PR #402, opened 2026-07-14
feat(engine/nfd): publish topology as NFD custom resources

dmitsh:
Add an NFD engine that translates the canonical topology graph into
NodeFeature and NodeFeatureGroup resources.

Publish accelerator, leaf, spine, and core topology attributes, including the
system node name required for NFD to populate group membership. Support node
selection, namespaced NFD installations, stale-resource cleanup, and existing
GPU clique labels.

### DIFF
--- a/charts/topograph/templates/rbac.yaml
+++ b/charts/topograph/templates/rbac.yaml
@@ -49,6 +49,11 @@ rules:
   resources: [configmaps]
   verbs: [create,get,update]
 {{- end }}
+{{- if eq .Values.engine.name "nfd" }}
+- apiGroups: [nfd.k8s-sigs.io]
+  resources: [nodefeatures,nodefeaturegroups]
+  verbs: [create,get,list,patch,update,delete]
+{{- end }}
 ---
 apiVersion: rbac.authorization.k8s.io/v1
 kind: ClusterRoleBinding
--- a/charts/topograph/templates/rbac.yaml
+++ b/charts/topograph/templates/rbac.yaml
@@ -49,11 +49,6 @@ rules:
   resources: [configmaps]
   verbs: [create,get,update]
 {{- end }}
-{{- if eq .Values.engine.name "nfd" }}
-- apiGroups: [nfd.k8s-sigs.io]
-  resources: [nodefeatures,nodefeaturegroups]
-  verbs: [create,get,list,patch,update,delete]
-{{- end }}
 ---
 apiVersion: rbac.authorization.k8s.io/v1
 kind: ClusterRoleBinding
@@ -68,4 +63,31 @@ roleRef:
   kind: ClusterRole
   name: {{ include "topograph.rbacName" . }}
   apiGroup: ""
+{{- if eq .Values.engine.name "nfd" }}
+---
+apiVersion: rbac.authorization.k8s.io/v1
+kind: Role
+metadata:
+  name: {{ include "topograph.rbacName" . }}
+  namespace: {{ .Values.nfdNamespace | quote }}
+rules:
+- apiGroups: [nfd.k8s-sigs.io]
+  resources: [nodefeatures,nodefeaturegroups]
+  verbs: [create,list,patch,delete]
+---
+apiVersion: rbac.authorization.k8s.io/v1
+kind: RoleBinding
+metadata:
+  name: {{ include "topograph.rbacName" . }}
+  namespace: {{ .Values.nfdNamespace | quote }}
+subjects:
+- kind: ServiceAccount
+  name: {{ include "topograph.serviceAccountName" . }}
+  namespace: {{ .Release.Namespace }}
+  apiGroup: ""
+roleRef:
+  kind: Role
+  name: {{ include "topograph.rbacName" . }}
+  apiGroup: ""
+{{- end }}
 {{- end }}
--- a/charts/topograph/tests/rbac_test.yaml
+++ b/charts/topograph/tests/rbac_test.yaml
@@ -71,7 +71,7 @@ tests:
             resources: [daemonsets]
             verbs: [get]
 
-  - it: does not grant pods/exec or configmaps with the default provider and engine
+  - it: does not grant provider- or engine-specific access by default
     documentIndex: 0
     asserts:
       - notContains:
@@ -85,7 +85,13 @@ tests:
           content:
             apiGroups: [""]
             resources: [configmaps]
-            verbs: [create, get, list, update]
+            verbs: [create, get, update]
+      - notContains:
+          path: rules
+          content:
+            apiGroups: [nfd.k8s-sigs.io]
+            resources: [nodefeatures, nodefeaturegroups]
+            verbs: [create, list, patch, delete]
       - notContains:
           path: rules
           content:
@@ -135,14 +141,60 @@ tests:
     set:
       engine:
         name: nfd
-    documentIndex: 0
     asserts:
+      - hasDocuments:
+          count: 4
+      - notContains:
+          path: rules
+          content:
+            apiGroups: [nfd.k8s-sigs.io]
+            resources: [nodefeatures, nodefeaturegroups]
+            verbs: [create, list, patch, delete]
+        documentIndex: 0
+      - isKind:
+          of: Role
+        documentIndex: 2
+      - equal:
+          path: metadata.namespace
+          value: node-feature-discovery
+        documentIndex: 2
       - contains:
           path: rules
           content:
             apiGroups: [nfd.k8s-sigs.io]
             resources: [nodefeatures, nodefeaturegroups]
-            verbs: [create, get, list, patch, update, delete]
+            verbs: [create, list, patch, delete]
+        documentIndex: 2
+      - isKind:
+          of: RoleBinding
+        documentIndex: 3
+      - equal:
+          path: metadata.namespace
+          value: node-feature-discovery
+        documentIndex: 3
+      - equal:
+          path: roleRef.kind
+          value: Role
+        documentIndex: 3
+      - equal:
+          path: subjects[0].namespace
+          value: topograph
+        documentIndex: 3
+
+  - it: scopes NFD CR access to the configured namespace
+    set:
+      engine:
+        name: nfd
+      nfdNamespace: custom-nfd
+    asserts:
+      - equal:
+          path: metadata.namespace
+          value: custom-nfd
+        documentIndex: 2
+      - equal:
+          path: metadata.namespace
+          value: custom-nfd
+        documentIndex: 3
 
   - it: does not grant pods/exec for slinky with a default flat cluster topology
     set:
--- a/charts/topograph/tests/rbac_test.yaml
+++ b/charts/topograph/tests/rbac_test.yaml
@@ -131,6 +131,19 @@ tests:
             resources: [configmaps]
             verbs: [create, get, list, update]
 
+  - it: grants NFD CR access for the nfd engine
+    set:
+      engine:
+        name: nfd
+    documentIndex: 0
+    asserts:
+      - contains:
+          path: rules
+          content:
+            apiGroups: [nfd.k8s-sigs.io]
+            resources: [nodefeatures, nodefeaturegroups]
+            verbs: [create, get, list, patch, update, delete]
+
   - it: does not grant pods/exec for slinky with a default flat cluster topology
     set:
       engine:
--- a/charts/topograph/tests/rbac_test.yaml
+++ b/charts/topograph/tests/rbac_test.yaml
@@ -137,6 +137,20 @@ tests:
             resources: [configmaps]
             verbs: [create, get, list, update]
 
+  - it: does not render NFD namespace RBAC for an explicit non-NFD engine
+    set:
+      engine:
+        name: slinky
+    asserts:
+      - hasDocuments:
+          count: 2
+      - isKind:
+          of: ClusterRole
+        documentIndex: 0
+      - isKind:
+          of: ClusterRoleBinding
+        documentIndex: 1
+
   - it: grants NFD CR access for the nfd engine
     set:
       engine:
--- a/pkg/engines/nfd/engine.go
+++ b/pkg/engines/nfd/engine.go
@@ -1,17 +1,6 @@
 /*
- * Copyright (c) 2026, NVIDIA CORPORATION.  All rights reserved.
- *
- * Licensed under the Apache License, Version 2.0 (the "License");
- * you may not use this file except in compliance with the License.
- * You may obtain a copy of the License at
- *
- *     http://www.apache.org/licenses/LICENSE-2.0
- *
- * Unless required by applicable law or agreed to in writing, software
- * distributed under the License is distributed on an "AS IS" BASIS,
- * WITHOUT WARRANTIES OR CONDITIONS OF ANY KIND, either express or implied.
- * See the License for the specific language governing permissions and
- * limitations under the License.
+ * Copyright 2026 NVIDIA CORPORATION
+ * SPDX-License-Identifier: Apache-2.0
  */
 
 package nfd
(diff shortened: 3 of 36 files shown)


pkg/engines/nfd/engine.go
```diff
@@ -0,0 +1,156 @@
...
+	params        *Params
+	cachedNodes   *corev1.NodeList
+}
+
+type Params struct {
+	// NodeSelector (optional) specifies nodes participating in the topology.
+	NodeSelector map[string]string `mapstructure:"nodeSelector"`
+	// Namespace (optional) is used only for NFD installs with namespaced CRDs.
+	// NFD NodeFeature and NodeFeatureGroup are normally cluster-scoped.
+	Namespace string `mapstructure:"namespace"`
```
ArangoGutierrez: NodeFeature and NodeFeatureGroup are namespaced in NFD v0.18.3 (only NodeFeatureRule is cluster-scoped), so this comment is inverted, and with the default empty namespace the dynamic client issues cluster-scoped calls that fail against a real API server; the fake client in the tests does not enforce scope, so the suite stays green. Consider making namespace required or defaulted, as suggested in the #382 design review, or deriving the scope from discovery/the REST mapper as the SDD describes.

pkg/engines/nfd/objects.go
```diff
@@ -0,0 +1,430 @@
...
+			"labels":      obj.GetLabels(),
+			"annotations": obj.GetAnnotations(),
+		},
+		"spec": obj.Object["spec"],
+	})
+	if err != nil {
+		return err
+	}
+
+	_, err = resource.Patch(ctx, obj.GetName(), types.MergePatchType, data, metav1.PatchOptions{})
```
ArangoGutierrez: JSON merge patch only overwrites keys present in the patch document, so when a node loses a topology attribute between runs (accelerator, leaf, spine, or core), the stale key persists in the live NodeFeature elements map indefinitely; cleanup only removes whole objects. Server-side apply, a JSON patch that replaces the spec, or emitting the full key set with explicit removals would make reconciliation converge.

charts/topograph/templates/rbac.yaml
```diff
@@ -49,6 +49,11 @@ rules:
   resources: [configmaps]
   verbs: [create,get,update]
 {{- end }}
+{{- if eq .Values.engine.name "nfd" }}
+- apiGroups: [nfd.k8s-sigs.io]
+  resources: [nodefeatures,nodefeaturegroups]
+  verbs: [create,get,list,patch,update,delete]
```
ArangoGutierrez: The nfd package only calls create, patch, list, and delete on these resources; get and update are unused. Dropping them keeps the rule consistent with the least-privilege cleanup from #384.

ArangoGutierrez (commented):
Found 3 issues.

1. NodeFeature and NodeFeatureGroup are namespaced in NFD v0.18.3 (only NodeFeatureRule is cluster-scoped), so this comment is inverted, and with the default empty namespace the dynamic client issues cluster-scoped calls that fail against a real API server; the fake client in the tests does not enforce scope, so the suite stays green. Consider making namespace required or defaulted, as suggested in the #382 design review, or deriving the scope from discovery/the REST mapper as the SDD describes. (pkg/engines/nfd/engine.go:54)
2. JSON merge patch only overwrites keys present in the patch document, so when a node loses a topology attribute between runs (accelerator, leaf, spine, or core), the stale key persists in the live NodeFeature elements map indefinitely; cleanup only removes whole objects. Server-side apply, a JSON patch that replaces the spec, or emitting the full key set with explicit removals would make reconciliation converge. (pkg/engines/nfd/objects.go:310)
3. The nfd package only calls create, patch, list, and delete on these resources; get and update are unused. Dropping them keeps the rule consistent with the least-privilege cleanup from #384. (charts/topograph/templates/rbac.yaml:55)

ArangoGutierrez:
Ran this branch end-to-end on kind v0.32 with NFD v0.18.3 (`featureGates.NodeFeatureGroupAPI=true`), `provider: test`, `engine: nfd`. Results, substantiating two of the review comments and confirming the design works otherwise:

**Namespace default (review comment on `engine.go`):** reproduced. `nodefeatures`/`nodefeaturegroups` are `scope: Namespaced` in NFD v0.18.3, so with the default empty namespace every apply fails with `the server could not find the requested resource`. Because the engine wraps this as 502 and `httpreq.ShouldRetry` treats 502 as retryable, each generate request runs the full 2s/4s/8s/16s backoff cycle before surfacing a deterministic failure. With `engine.params.namespace` set to the NFD namespace everything works.

**Merge-patch staleness (review comment on `objects.go`):** reproduced. Generated from a model where nodes 1201/1202 lose their accelerator domain between runs: the `accelerator-nvl2` NodeFeatureGroup is correctly deleted by cleanup, but the NodeFeature for 1201 still carries `accelerator: nvl2` afterwards — the merge patch never removes absent keys, leaving an attribute that references a group that no longer exists.

**The good news:** with the namespace set, the full pipeline works. 8 NodeFeatures + 11 NodeFeatureGroups from the `medium.yaml` model matched expectations exactly, and NFD master populated `status.nodes` correctly for all 11 groups on bare Node objects with no NFD worker running — the `system.name/nodename` mechanism does what the docs claim for KWOK-style nodes. One boundary worth documenting: NFD silently skips NodeFeatures whose node does not exist as a Kubernetes Node object (`node not found, skip update`), so the KWOK claim holds only because KWOK creates Node objects.

Repro recipe: kind cluster, NFD 0.18.3 chart with the group API gate, this branch's image, `provider: test` with the embedded models, plus bare `kind: Node` objects for the model hostnames. This would make a cheap CI e2e for the engine — happy to share the exact commands.

pkg/registry/registry.go
```diff
@@ -62,6 +63,7 @@ var Providers = providers.NewRegistry(
 
 var Engines = engines.NewRegistry(
 	k8s.NamedLoader,
+	nfd.NamedLoader,
```
ArangoGutierrez, line 66: This PR adds a fourth engine, but AGENTS.md and .claude/CLAUDE.md still describe three: the repository map says engines are k8s, slinky, slurm, and the Adding-a-new-engine section says three exist. Per the Documentation Impact table both files need updating in the same PR.

charts/topograph/templates/rbac.yaml
```diff
@@ -49,6 +49,11 @@ rules:
   resources: [configmaps]
   verbs: [create,get,update]
 {{- end }}
+{{- if eq .Values.engine.name "nfd" }}
```
ArangoGutierrez, line 66: NodeFeature and NodeFeatureGroup are namespaced and the engine only ever writes to the single configured engine.params.namespace, so a namespaced Role/RoleBinding scoped to that namespace would match the actual access pattern better than extending the shared ClusterRole cluster-wide - especially since this adds the first delete verb to it.

pkg/engines/nfd/engine.go
```diff
@@ -0,0 +1,161 @@
...
+	if eng.params.Cleanup {
+		if err := eng.cleanupObjects(ctx, nodeFeatures, nodeFeatureGroups); err != nil {
+			return nil, httperr.NewError(http.StatusBadGateway, err.Error())
+		}
+	}
+
+	return fmt.Appendf(nil, "OK nodeFeatures=%d nodeFeatureGroups=%d\n", len(nodeFeatures), len(nodeFeatureGroups)), nil
+}
+
+func gpuCliqueValues(nodes *corev1.NodeList) map[string]string {
```
ArangoGutierrez, line 150: This is the third independent implementation of projecting nvidia.com/gpu.clique from live node labels, after the k8s engine's skipAcceleratorLabelWhenGPUCliqueExists and slinky's withGPUCliqueDomains. The SDD review on #382 asked for a shared helper with node labels in its contract; internal/k8s/utils.go looks like the natural home.

charts/topograph/tests/rbac_test.yaml
```diff
@@ -131,6 +131,19 @@ tests:
             resources: [configmaps]
             verbs: [create, get, list, update]
 
+  - it: grants NFD CR access for the nfd engine
```
ArangoGutierrez, line 154: This asserts the rule is present when engine.name is nfd, but nothing asserts its absence otherwise - deleting the engine-name guard in rbac.yaml would leave the whole suite green. A notContains check in the default-engine negative test above would make the guard load-bearing.

ArangoGutierrez (commented):
Round-1 comments are addressed and check out at this head: the namespace scoping is defaulted and applied on every dynamic-client path, the merge patch is now a JSON Patch that drops stale topology keys (with a regression test), and the RBAC verbs match the client calls exactly. Found 4 issues, mostly around the edges.

1. This PR adds a fourth engine, but AGENTS.md and .claude/CLAUDE.md still describe three: the repository map says engines are k8s, slinky, slurm, and the Adding-a-new-engine section says three exist. Per the Documentation Impact table both files need updating in the same PR. (pkg/registry/registry.go:66)
2. NodeFeature and NodeFeatureGroup are namespaced and the engine only ever writes to the single configured engine.params.namespace, so a namespaced Role/RoleBinding scoped to that namespace would match the actual access pattern better than extending the shared ClusterRole cluster-wide - especially since this adds the first delete verb to it. (charts/topograph/templates/rbac.yaml:52)
3. This is the third independent implementation of projecting nvidia.com/gpu.clique from live node labels, after the k8s engine's skipAcceleratorLabelWhenGPUCliqueExists and slinky's withGPUCliqueDomains. The SDD review on #382 asked for a shared helper with node labels in its contract; internal/k8s/utils.go looks like the natural home. (pkg/engines/nfd/engine.go:148)
4. This asserts the rule is present when engine.name is nfd, but nothing asserts its absence otherwise - deleting the engine-name guard in rbac.yaml would leave the whole suite green. A notContains check in the default-engine negative test above would make the guard load-bearing. (charts/topograph/tests/rbac_test.yaml:134)

pkg/engines/nfd/engine.go
```diff
@@ -0,0 +1,170 @@
...
+	nodeFeatures, nodeFeatureGroups, err := buildNFDObjects(nodeLabels, gpuCliqueValues(nodes))
+	if err != nil {
+		return nil, httperr.NewError(http.StatusBadRequest, err.Error())
+	}
+
+	if err := eng.applyObjects(ctx, nodeFeatures, nodeFeatureGroups); err != nil {
+		return nil, httperr.NewError(http.StatusBadGateway, err.Error())
+	}
+
+	if eng.params.Cleanup {
```
ArangoGutierrez, line 141: GenerateOutput runs the cleanup pass whenever cleanup is enabled (the default), even when the graph is nil or yields zero objects: the desired set is empty, so every previously published NodeFeature and NodeFeatureGroup in the namespace gets deleted. A transient provider hiccup or an over-narrow node selector would wipe live topology data schedulers depend on. Treating an empty build result as an error (as slinky does for zero selected nodes) or skipping cleanup when nothing was generated would bound the blast radius; TestGenerateOutputCleansStaleObjects exercises exactly this path with a nil graph.

charts/topograph/tests/rbac_test.yaml
```diff
@@ -85,7 +85,13 @@ tests:
           content:
             apiGroups: [""]
             resources: [configmaps]
-            verbs: [create, get, list, update]
+            verbs: [create, get, update]
+      - notContains:
```
ArangoGutierrez, line 89: These notContains assertions check documentIndex 0, the shared ClusterRole, but the nfd rules render as a separate Role/RoleBinding at documentIndex 2/3, so deleting the engine-name guard in rbac.yaml leaves them green: the assertion cannot fail for the mutation it was added to catch (the same pattern repeats at line 147). Only the pre-existing default-engine hasDocuments count would trip, and only on full guard deletion. Asserting document count or Role absence for an explicit non-nfd engine would make the guard load-bearing.

pkg/engines/nfd/engine_test.go
```diff
@@ -0,0 +1,349 @@
...
+		staleGroup,
+	)
+	eng := &NfdEngine{
+		client:        k8sfake.NewSimpleClientset(),
+		dynamicClient: dynamicClient,
+		params:        &Params{Cleanup: true},
+		namespace:     testNFDNamespace,
+	}
+
+	out, httpErr := eng.GenerateOutput(context.Background(), nil, nil)
```
ArangoGutierrez: The cleanup test only covers the all-stale case: a nil graph empties the desired set and everything is deleted. A fixture with one still-desired and one stale object in the same run would exercise cleanupResource's retain branch, which is the realistic topology-changed case this cleanup exists for.

ArangoGutierrez (commented):
Round-2 follow-ups largely check out at this head: AGENTS.md and .claude/CLAUDE.md now describe four engines, and the NFD RBAC moved to a namespaced Role/RoleBinding whose verbs match the client calls exactly. Found 3 issues; the shared gpu.clique helper from round 2 remains open in its original thread.

1. GenerateOutput runs the cleanup pass whenever cleanup is enabled (the default), even when the graph is nil or yields zero objects: the desired set is empty, so every previously published NodeFeature and NodeFeatureGroup in the namespace gets deleted. A transient provider hiccup or an over-narrow node selector would wipe live topology data schedulers depend on. Treating an empty build result as an error (as slinky does for zero selected nodes) or skipping cleanup when nothing was generated would bound the blast radius; TestGenerateOutputCleansStaleObjects exercises exactly this path with a nil graph. (pkg/engines/nfd/engine.go:148)
2. These notContains assertions check documentIndex 0, the shared ClusterRole, but the nfd rules render as a separate Role/RoleBinding at documentIndex 2/3, so deleting the engine-name guard in rbac.yaml leaves them green: the assertion cannot fail for the mutation it was added to catch (the same pattern repeats at line 147). Only the pre-existing default-engine hasDocuments count would trip, and only on full guard deletion. Asserting document count or Role absence for an explicit non-nfd engine would make the guard load-bearing. (charts/topograph/tests/rbac_test.yaml:89)
3. The cleanup test only covers the all-stale case: a nil graph empties the desired set and everything is deleted. A fixture with one still-desired and one stale object in the same run would exercise cleanupResource's retain branch, which is the realistic topology-changed case this cleanup exists for. (pkg/engines/nfd/engine_test.go:196)

ArangoGutierrez (commented):
All three round-3 fixes check out at this head: the empty-set cleanup guard, the load-bearing non-nfd RBAC negative test, and the retain-plus-delete cleanup fixture. One expected string drifted between the new test and the implementation and is the only thing keeping the test job red; good to approve once CI is green.

1. This expected substring drifted from the implementation: GenerateOutput returns "generated no NFD topology objects; keeping the existing topology", so this assertion is the single failure in the test job. The implementation wording matches the docs ("preserves the existing topology"), so updating the expected string here looks like the right side to change. (pkg/engines/nfd/engine_test.go:262)

pkg/engines/nfd/engine_test.go
```diff
@@ -0,0 +1,426 @@
...
+	require.Nil(t, out)
+	require.Equal(t, http.StatusBadGateway, httpErr.Code())
+	require.ErrorContains(t, httpErr, "generated no NFD topology objects; refusing to clean up")
```
ArangoGutierrez: This expected substring drifted from the implementation: GenerateOutput returns "generated no NFD topology objects; keeping the existing topology", so this assertion is the single failure in the test job. The implementation wording matches the docs ("preserves the existing topology"), so updating the expected string here looks like the right side to change.

ArangoGutierrez (approved):
All follow-ups resolved: the empty-set cleanup guard has matching test coverage (retain+delete and cleanup-disabled paths included), the non-nfd RBAC negative test is now load-bearing, and CI is fully green including both codecov gates. The namespaced Role matches the engine's write pattern exactly and the NodeFeatureGroup namespace constraint is documented. LGTM.

ArangoGutierrez:
@dmitsh approved — ready for merge. Thanks for the quick turnarounds across the review rounds.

• • • • • • •

*REQUIRED WORK*. Go over the records above and tally each line that includes "indefinitely". Give the total by itself.

*TASK RESULT*. 2